** Opening Source records block **
PR #2228, opened 2025-08-25
Fix Makefile warning message for submodule checkout

jordancarlin:
The warning uses the `--recurse` flag but the actual command uses the `--recursive` flag.


wmat:
Thanks!

PR #2235, opened 2025-08-27
Antora refactor 2

wmat:
Adds partials directory with appropriate symlinks back to diagram files in src/images.
Updates diagram include in rnmi.adoc.


wmat:
Not required.

PR #2261, opened 2025-09-09
Add Zqinx extension and quad-precision details

Liaoshihua:
Add Zqinx extension and quad-precision details


aswaterman:
Zqinx was never actually proposed in the standards process.  The new policy for this repo is that PRs should be created when extensions have been proposed as standards and are in the stable state, and then they can be merged upon ratification.  So, we should close this PR unless RVIA eventually decides to pursue Zqinx.

PR #2262, opened 2025-09-09
Add support for normative rule definitions to ISA manual

james-ball-qualcomm:
The ISA manual already has some of the normative rule tags in the adoc files (look for "norm:") but now I've added the ability to take those normative rule tags and then create a machine-readable list of normative rules. For each ISA manual adoc file, there will be a corresponding YAML file (in the top-level normative_rules_defs directory) that creates normative rules from the tags. The docs-resources repo has the required Ruby script to take all these input files (adoc and norm rule def files) and create a norm-rules.json output file. The docs-resources also has JSON schema files that define the format of the def files and the output file so you can get live schema checking of the defs YAML files if you use vscode to edit them. There are also documentation files (preliminary) that explain how to add normative rules and our naming convention.

I've already got UDB consuming this norm-rules.json file to generate a test plan for the CSC (called a CTP - Certification Test Plan). I've attached a preliminary version of it if you are curious where these normative rules are getting used.
[MockProcessor-CTP.pdf](https://github.com/user-attachments/files/22224095/MockProcessor-CTP.pdf)

### DIFF
--- a/Makefile
+++ b/Makefile
@@ -64,6 +64,7 @@ ifneq ($(SKIP_DOCKER),true)
         ${DOCKER_BIN} run --rm \
             -v ${PWD}/$@.workdir:/build${DOCKER_VOL_SUFFIX} \
             -v ${PWD}/src:/src:ro${DOCKER_EXTRA_VOL_SUFFIX} \
+            -v ${PWD}/normative_rule_defs:/normative_rule_defs:ro${DOCKER_EXTRA_VOL_SUFFIX} \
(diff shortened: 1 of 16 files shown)


james-ball-qualcomm:
Need to add --preserve-quotes to yamlfmt in the pre-commit config file and then rollback my commit that removed the quotes.

james-ball-qualcomm:
@rpsene How do I get this PR to use the updated pre-commit check for yamlfmt?

james-ball-qualcomm:
Going to make a fresh PR.

PR #3222, opened 2026-06-20
Connect unprivileged to privileged references

slate5:
Since the two specifications were merged, each can cross-reference the other.


aswaterman (approved):
Thanks, I have been modifying these as I come across them but haven't reached these yet.

PR #3223, opened 2026-06-22
Fix Zvkt DIEL constant-time list (vmslt[u].vv, vrsub.vi)

abhinavagarwal07:
The Zvkt DIEL list names several vector forms that have no encoding and omits the real ones.

- `vmslt.vi` / `vmsltu.vi` have no immediate encoding (they assemble to `vmsle[u].vi`, already listed); the real `vmslt.vv` / `vmsltu.vv` were missing.
- `vrsub.vv` has no encoding; the real reverse-subtract immediate form is `vrsub.vi`.

This replaces the phantom forms with the real encoded instructions. Text only, no encoding change.


aswaterman (approved):

aswaterman:
Thanks!

PR #3224, opened 2026-06-22
Align Zicbom cache-block management faults with the CMO chapter

abhinavagarwal07:
The privileged spec currently lists `cbo.inval`/`cbo.clean`/`cbo.flush` with loads in the PMP and page-fault rules, implying read permission and load-class faults.

The ratified CMO chapter instead permits these instructions whenever load or store access is permitted, leaves the fetch-only case unspecified, and reports store-class faults when access is not permitted.

That permission rule is over the effective (translation and PMP) permissions, so it cannot be restated by the per-layer privileged fault rules without wrongly faulting read-only or fetch-only regions. This patch removes cache-block management from the load rules and defers its permission requirements to the CMO chapter, reporting the resulting faults as store-class: a store access-fault for PMP, and a store page-fault when address translation permits no access.

It also removes a duplicated "instruction" in the store page-fault sentence. `cbo.zero` is already store-type and is unchanged.

### DIFF
--- a/src/priv/machine.adoc
+++ b/src/priv/machine.adoc
@@ -3407,12 +3407,15 @@ include::images/bytefield/pmpcfg.edn[]
 
 [#norm:pmp_exec_fault]#Attempting to fetch an instruction from a PMP region that does not have
 execute permissions raises an instruction access-fault exception.#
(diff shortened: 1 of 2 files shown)


aswaterman:
deferring review of this one to @dkruckemyer-work

abhinavagarwal07:
gentle reminder @dkruckemyer-work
** Closing Source records block **
▶ [The problem]:
Please print the lines from the start of the records up to and including the line with "The ISA manual", copying each one exactly and leaving out the rest.

▶ [Solution for this problem]:
PR #2228, opened 2025-08-25
Fix Makefile warning message for submodule checkout

jordancarlin:
The warning uses the `--recurse` flag but the actual command uses the `--recursive` flag.


wmat:
Thanks!

PR #2235, opened 2025-08-27
Antora refactor 2

wmat:
Adds partials directory with appropriate symlinks back to diagram files in src/images.
Updates diagram include in rnmi.adoc.


wmat:
Not required.

PR #2261, opened 2025-09-09
Add Zqinx extension and quad-precision details

Liaoshihua:
Add Zqinx extension and quad-precision details


aswaterman:
Zqinx was never actually proposed in the standards process.  The new policy for this repo is that PRs should be created when extensions have been proposed as standards and are in the stable state, and then they can be merged upon ratification.  So, we should close this PR unless RVIA eventually decides to pursue Zqinx.

PR #2262, opened 2025-09-09
Add support for normative rule definitions to ISA manual

james-ball-qualcomm:
The ISA manual already has some of the normative rule tags in the adoc files (look for "norm:") but now I've added the ability to take those normative rule tags and then create a machine-readable list of normative rules. For each ISA manual adoc file, there will be a corresponding YAML file (in the top-level normative_rules_defs directory) that creates normative rules from the tags. The docs-resources repo has the required Ruby script to take all these input files (adoc and norm rule def files) and create a norm-rules.json output file. The docs-resources also has JSON schema files that define the format of the def files and the output file so you can get live schema checking of the defs YAML files if you use vscode to edit them. There are also documentation files (preliminary) that explain how to add normative rules and our naming convention.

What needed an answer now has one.